- Born: 1954 India
- Occupation: Writer, historian

= Gita Piramal =

Indian historian

Gita Piramal (born 1954) is an Indian writer and business historian.

==Education==
Gita Piramal completed her education in the United Kingdom and graduated from Bombay University. She holds a PhD in business history (1988), a Master's degree in History (1981), and a Bachelor of Art in History of the West (1977).

==Career==
Gita Piramal serves as a Senior Associate Fellow at Somerville College, University of Oxford. She has worked as an entrepreneur and businesswoman, a journalist and writer.

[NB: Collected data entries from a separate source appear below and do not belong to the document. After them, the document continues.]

Issue #3998, opened 2019-03-21
Upgrade to use  Kafka release 2.1.1


mcvsubbu:
Kafka release has a stable version of 2.1.1 (https://kafka.apache.org/downloads)

Pinot should upgrade to a more recent version of Kafka

This release is source incompatible with 0.9 (that Pinot currently uses).  We need to:
* Evaluate the compatiblity of new kafka client with older brokers. If they are not compatbile, then we should upgrade in steps getting to 2.1 eventually.
* Ensure that new Kafka client still provides the functionality we rely on, and move Pinot to use new Kafka clients.

Meanwhile, one solution is to use pluggable streams, but we need to make sure that there is no classpath collision and undesirable behavior

mcvsubbu:
Maybe we can consider moving to this
https://github.com/linkedin/li-apache-kafka-clients if it is compatible

kishoreg:
The first step would be decouple Pinot core from kafka right. Once we have that, we can add multiple implementations likafka, Kafka-0.9.x, Kafka-1.x kafka2.x. 

This will be a good test/use of pluggable streaming source we built.

mcvsubbu:
Sure, we can take all of the current Kafka code to a separate repo that depends on kafka=0.9.x and build other repos for newer Kafkas (if they change source compat). That should be easy to do since we have pluggable streams.

kishoreg:
I was thinking along the same lines. Let’s do that. That will allow us to make sure we are backwards compatible

mcvsubbu:
Not sure how the realtime integration tests will run, though.

mcvsubbu:
And we need to keep kafka client out of the distribution I suppose?

kishoreg:
Yes, we can keep a default implementation but have the ability to configure
something else. This will be similar to remoteFS - > NFS/Azure/HDFS

ananthdurai:
👋 Hi, any update on the Kafka 2.X support? We are running a different version of Kafka to maintain Pinot, would like to move along with the rest of the infrastructure.

npawar:
We're planning to work on this issue this quarter. We (@mcvsubbu  and I) will do some refactoring, such that the kafka code will be separated out as a stream plug in. This will make it easier for folks to plug in the versions of kafka they wish to use. 

Here's the tentative steps we plan to take:
[...]

PR #4252, opened 2019-05-28
pinot_kafka_0.9.0.1 module

npawar:
Step 3 of https://github.com/apache/incubator-pinot/issues/3998
As discussed in the issue, we are planning to move out kafka stream implementation related classes into its own module `pinot-kafka-0.9.0.1`. This should enable folks to plug in implementations for other kafka versions.
TODO: the pinot-integration-tests, pinot-tools and pinot-perf still depend on pinot-kafka-0.9.0.1 for the tests and dummy setup. We need to figure out a way by which we do not need to specify the dependency, but be able to inject the classes depending on the version we wish to use.


snleee:
What is the plan on the naming for the module for different Kafka version implementation? I think that we should keep one implementation for each major version (e.g. `0.9.x`, `1.0.x`,`2.0.x`...) instead of having each module for each Kafka version.

mcvsubbu:
> What is the plan on the naming for the module for different Kafka version implementation? I think that we should keep one implementation for each major version (e.g. `0.9.x`, `1.0.x`,`2.0.x`...) instead of having each module for each specific Kafka version.

In principle yes, but are there guarantees that kafka does not change the api within these smaller releases? I am not sure.

snleee:
> > What is the plan on the naming for the module for different Kafka version implementation? I think that we should keep one implementation for each major version (e.g. `0.9.x`, `1.0.x`,`2.0.x`...) instead of having each module for each specific Kafka version.
> 
> In principle yes, but are there guarantees that kafka does not change the api within these smaller releases? I am not sure.

I would still prefer to keep one package per major version. If we need to bump up the minor version and kafka is not backward compatible, we can change our code to use new api. I don't like the approach of creating module for each version. 

For example, let's say that we want to bump up the version from 2.1.1 to 2.1.2 and they are backward compatible (or not). Are we going to create another module for `2.1.2` and copy more or less the same code? or are we going to change the package module name?

mcvsubbu:
> > > What is the plan on the naming for the module for different Kafka version implementation? I think that we should keep one implementation for each major version (e.g. `0.9.x`, `1.0.x`,`2.0.x`...) instead of having each module for each specific Kafka version.
> > 
> > 
> > In principle yes, but are there guarantees that kafka does not change the api within these smaller releases? I am not sure.
> 
> I would still prefer to keep one package per major version. If we need to bump up the minor version and kafka is not backward compatible, we can change our code to use new api. I don't like the approach of creating module for each version.
> 
> For example, let's say that we want to bump up the version from 2.1.1 to 2.1.2 and they are backward compatible (or not). Are we going to create another module for `2.1.2` and copy more or less the same code? or are we going to change the package module name?

Each time they change API, we create a new version. If they never change API starting 2.1, we are good forever. How does that sound?

snleee:
> > > > What is the plan on the naming for the module for different Kafka version implementation? I think that we should keep one implementation for each major version (e.g. `0.9.x`, `1.0.x`,`2.0.x`...) instead of having each module for each specific Kafka version.
> > > 
> > > 
> > > In principle yes, but are there guarantees that kafka does not change the api within these smaller releases? I am not sure.
> > 
> > 
> > I would still prefer to keep one package per major version. If we need to bump up the minor version and kafka is not backward compatible, we can change our code to use new api. I don't like the approach of creating module for each version.
> > For example, let's say that we want to bump up the version from 2.1.1 to 2.1.2 and they are backward compatible (or not). Are we going to create another module for `2.1.2` and copy more or less the same code? or are we going to change the package module name?
> 
> Each time they change API, we create a new version. If they never change API starting 2.1, we are good forever. How does that sound?

I see. As long as we don't add too many modules and have a clear guideline, I'm fine with it. I just thought that associating a specific version number to the module name is not the flexible approach if we want to bump up Kafka versions frequently. Thanks for the quick comment!

mcvsubbu:
> > > > > What is the plan on the naming for the module for different Kafka version implementation? I think that we should keep one implementation for each major version (e.g. `0.9.x`, `1.0.x`,`2.0.x`...) instead of having each module for each specific Kafka version.
> > > > 
> > > > 
> > > > In principle yes, but are there guarantees that kafka does not change the api within these smaller releases? I am not sure.
> > > 
> > > 
> > > I would still prefer to keep one package per major version. If we need to bump up the minor version and kafka is not backward compatible, we can change our code to use new api. I don't like the approach of creating module for each version.
> > > For example, let's say that we want to bump up the version from 2.1.1 to 2.1.2 and they are backward compatible (or not). Are we going to create another module for `2.1.2` and copy more or less the same code? or are we going to change the package module name?
> > 
> > 
> > Each time they change API, we create a new version. If they never change API starting 2.1, we are good forever. How does that sound?
> 
> I see. As long as we don't add too many modules and have a clear guideline, I'm fine with it. I just thought that associating a specific version number to the module name is not the flexible approach if we want to bump up Kafka versions frequently. Thanks for the quick comment!

When the new kafka module is added (hopefully by @ananthdurai ) we will have a README in the new dir saying that attempts should be made to bump kafka revisions as needed until kafka interface changes. We can even name the directory as kafka-2.1-or-higher.

mcvsubbu:
I am fine with this. @ananthdurai , @kishoreg  anyone have any opinions? @ananthdurai  are you good  in terms of implementing a new adapter for newer versions of kafka? Please follow the conversation in this PR for naming conventions and decide accordingly.

kishoreg:
I missed the comment from @snleee of naming. I agree with him and prefer 0.9.x and I think Kafka guarantees that API's won't change in minor versions. The problem with naming it 0.9.0.1 is that its not a common convention and users might think that it works only for that version of Kafka which is not the case. See Flink naming convention for example https://github.com/apache/flink/tree/master/flink-connectors.

Another suggestion is to create a subfolder for all implementations if possible. We have too many modules at the root pinot-orc, pinot-parquet, pinot-hadoop-filesytem. If it's not too hard, we can move kafka module into a subfolder.

npawar:
FYI @chenboat @jamesyfshao  This directly affects the kafka implementation you currently use. There should be no impact, but please take a look

jamesyfshao:
Thanks for the update, we have some plans to upgrade to later version of Kafka (> 1.0). I think we should open a new module named like pinot-kafka-1.0 when we work on the new version? 

We also have plans to migrate away from the scala-based kafka simple consumer to the [new consumer model](https://www.confluent.io/blog/tutorial-getting-started-with-the-new-apache-kafka-0-9-consumer-client/) as it is deprecated since [0.10](https://cwiki.apache.org/confluence/display/KAFKA/KIP-109%3A+Old+Consumer+Deprecation) and the new consumer has compatible API as well more features. Do you guys have any work planned for it or we can investigate more into this effort? @chenboat

npawar:
> I missed the comment from @snleee of naming. I agree with him and prefer 0.9.x and I think Kafka guarantees that API's won't change in minor versions. The problem with naming it 0.9.0.1 is that its not a common convention and users might think that it works only for that version of Kafka which is not the case. See Flink naming convention for example https://github.com/apache/flink/tree/master/flink-connectors.
> 
> Another suggestion is to create a subfolder for all implementations if possible. We have too many modules at the root pinot-orc, pinot-parquet, pinot-hadoop-filesytem. If it's not too hard, we can move kafka module into a subfolder.

Sure, we can consider keeping it just 0.9, 1.0 etc, will check regarding the kafka guarantee about no changes in minor versions.

Regarding sub folder for all implementations, are you suggesting we put all implementations in 1 module (pinot-streams?)

npawar:
> Thanks for the update, we have some plans to upgrade to later version of Kafka (> 1.0). I think we should open a new module named like pinot-kafka-1.0 when we work on the new version?
> 
> We also have plans to migrate away from the scala-based kafka simple consumer to the [new consumer model](https://www.confluent.io/blog/tutorial-getting-started-with-the-new-apache-kafka-0-9-consumer-client/) as it is deprecated since [0.10](https://cwiki.apache.org/confluence/display/KAFKA/KIP-109%3A+Old+Consumer+Deprecation) and the new consumer has compatible API as well more features. Do you guys have any work planned for it or we can investigate more into this effort? @chenboat

Yes, you can create a new pinot-kafka-1.0 when you decide to work with newer version. We don't have any immediate plans of investigating it. It would be great if you can help out with that

kishoreg:
> > I missed the comment from @snleee of naming. I agree with him and prefer 0.9.x and I think Kafka guarantees that API's won't change in minor versions. The problem with naming it 0.9.0.1 is that its not a common convention and users might think that it works only for that version of Kafka which is not the case. See Flink naming convention for example https://github.com/apache/flink/tree/master/flink-connectors.
> > Another suggestion is to create a subfolder for all implementations if possible. We have too many modules at the root pinot-orc, pinot-parquet, pinot-hadoop-filesytem. If it's not too hard, we can move kafka module into a subfolder.
> 
> Sure, we can consider keeping it just 0.9, 1.0 etc, will check regarding the kafka guarantee about no changes in minor versions.
> 
> Regarding sub folder for all implementations, are you suggesting we put all implementations in 1 module (pinot-streams?)

@npawar Thanks. I am suggesting one module per implementation but just group them under one directory. Similar to the way Flink has organized its connectors. https://github.com/apache/flink/tree/master/flink-connectors. pinot-connectors is actually a pretty good name for the subfolder and we can have pinot-connector-kafka-0.9 module.

mcvsubbu:
> Thanks for the update, we have some plans to upgrade to later version of Kafka (> 1.0). I think we should open a new module named like pinot-kafka-1.0 when we work on the new version?
> 
> We also have plans to migrate away from the scala-based kafka simple consumer to the [new consumer model](https://www.confluent.io/blog/tutorial-getting-started-with-the-new-apache-kafka-0-9-consumer-client/) as it is deprecated since [0.10](https://cwiki.apache.org/confluence/display/KAFKA/KIP-109%3A+Old+Consumer+Deprecation) and the new consumer has compatible API as well more features. Do you guys have any work planned for it or we can investigate more into this effort? @chenboat

+1 to what @npawar said, but the naming of the folders are still up in the air.

 For example, if we name the directory 1.0.10 and it so happens that kafka does not change any APIs, and it is also valid for 2.0 then what happens?

snleee:
@mcvsubbu `kafka-1.0` module will import `1.0.x`  library. It may work with `kafka-2.0` if there was no API change but we don't guarantee it. We will create another module `kafka-2.0` that will import `2.0.x` and we can guarantee that it will work with kafka 2.0. 

@npawar I vote +1 for following flink approach to organize our modules. It's very clean. I also vote for `kafka-0.9` instead of `kafka-0.9.x`.

mcvsubbu:
> @mcvsubbu `kafka-1.0` module will import `1.0.x` library. It may work with `kafka-2.0` if there is no API change but we don't guarantee it. For explicit 2.0 support, we can create another module `kafka-2.0` that imports `2.0.x` and we can guarantee that it will work with kafka 2.0.
> 
> @npawar I vote +1 for following flink's approach to organize our modules. It's very clean. I also vote for `pinot-kafka-0.9` instead of `pinot-kafka-0.9.x`.

In other words, you are suggesting that we copy over all files even if nothing changes, and keep doing this for every (major) kafka release.

snleee:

Piramal founded The Smart Manager, a management magazine, which she led from 2002 to 2012. She also headed ERGO (2005-2012), a furniture manufacturer, from 2005 to 2012 and was a director at VIP Luggage from 1990 to 2005. Currently, she serves as a non-executive board member at Bajaj Auto, Bajaj Finance, Bajaj Finserv and Bajaj Holdings & Investments.

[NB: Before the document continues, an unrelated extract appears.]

PR #4253, opened 2019-05-29
Add segment pre-processing Hadoop job

jackjlli:
We’ve seen some requests from client that we add partitioning, sorting and resizing functionalities in/before the actual Pinot related Hadoop jobs.
And without any control on the number/size of the segments, we may run into issues like generating too many small segments. It’s essential to add a layer before segment creation so that we lower the chances of making too small segments; the segment size could be more unified. On the other hand, when a new use case is onboard, clients don’t need to worry about partitioning and sorting.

Piramal conceptualized and created content for three programs on CNBC-TV18. She scripted, edited, and appeared in or anchored over 100 television documentaries and contributed more than 1,500 articles to international and Indian publications.

==Published writings==
===Books===
- Kamalnayan Bajaj: Architect of the Bajaj Group (2015), Kamalnayan Bajaj Charitable Trust Book, Pune
- The Quotable Tycoon (2008), with David Olive, Penguin Books India, New Delhi
- Managing Radical Change (2000), with Sumantra Ghoshal and Christopher Bartlett, Penguin Books India, Delhi
- Business Mantras (1999), with Aparna Piramal, Radhika Piramal, and Mukund Beriwala, Penguin Books India, Delhi
- Business Legend (1998), Penguin Books India, Delhi
- Business Maharajas (1997), Penguin Books India, Delhi
- India’s Industrialists (1985), with Margaret Herdeck, Three Continents Press, Washington

===Book chapters===
- ‘The Bombay Plan and the Frustrations of Sir Ardeshir Dalal'. Chapter in Sanjaya Baru (ed). ‘The Bombay Plan’. Rupa Publications. 2018.
- ‘Ratan Tata’ and ‘J.R.D.Tata’ chapters in ‘The Tata Saga’. Penguin, 2018.
- ‘Animal Spirits: Stray Thoughts on the Nature of Entrepreneurship in India's Business Families after Liberalization'. Chapter in Rakesh Mohan (ed). 'India Transformed: 25 Years of Economic Reforms'. Penguin Random House India. 2017.
- 'Dhirubhai Ambani', 'Rahul Bajaj', 'Ratan Tata' and 'Walchand Hirachand'. Chapters in ‘The Portfolio Book of Great Indian Business Stories: Riveting Tales of Business Leaders and Their Times’. New Delhi: Penguin Books India Pvt Ltd. 2015.
- ‘Succession Planning Under The Banyan Tree'. Chapter in ‘Business Standard 2008’. BS Books, New Delhi, 2008.
- ‘The Old Fox'. Chapter in ‘The Non-Fiction Collection: 20 Years of Penguin India’. Volume 3, Penguin Books India, New Delhi, 2007.
- ‘The Elixir of Entrepreneurship’. Chapter in S V Prabhath (ed). ‘Women Entrepreneurs in India: challenges and achievements. National Institute of Small Industry Extension. Hyderabad. 2002.
- ‘Dhirubhai Ambani’, ‘GD Birla’, ‘JRD Tata’, ‘MK Gandhi’, ‘N Murty’, ‘Rahul Bajaj’, and ‘Sumantra Ghoshal’. Morgen Witzel (ed). Entries in ‘The Biographical Dictionary of Management’. Thoemmes Press. Bristol, UK. 2001.
- ‘New Maharajas’. Chapter in ‘Footprints of Enterprise – Indian Business Through the Ages’. FICCI. Delhi. 1997.
- ‘JRD Tata and GD Birla’. Chapter in Ayaz Menon (ed). ‘India 50 – the Making of a Nation’. Book Quest. Mumbai. 1997.
- ‘Entrepreneurs and Political Awareness - a Study of Bombay’s Business Groups’. Chapter in Dwijendra Tripathi (ed). ‘Business and Politics – A Historical Perspective’. Indian Institute of Management Ahmedabad. 1991.

=== Edited volumes ===
- Sumantra Ghoshal on Management: A Force for Good (2005), with Julian Birkinshaw, FT Prentice Hall. London
- Smart Leadership: Insights for CEOs (2005), with Jennifer Netarwala, Penguin Books India, Delhi

==Personal life==
Gita Piramal married businessman Dilip Piramal, chairman and managing director of Blow Plast (VIP Luggage), in 1985. They have two daughters, Radhika and Aparna. The couple divorced in 2005.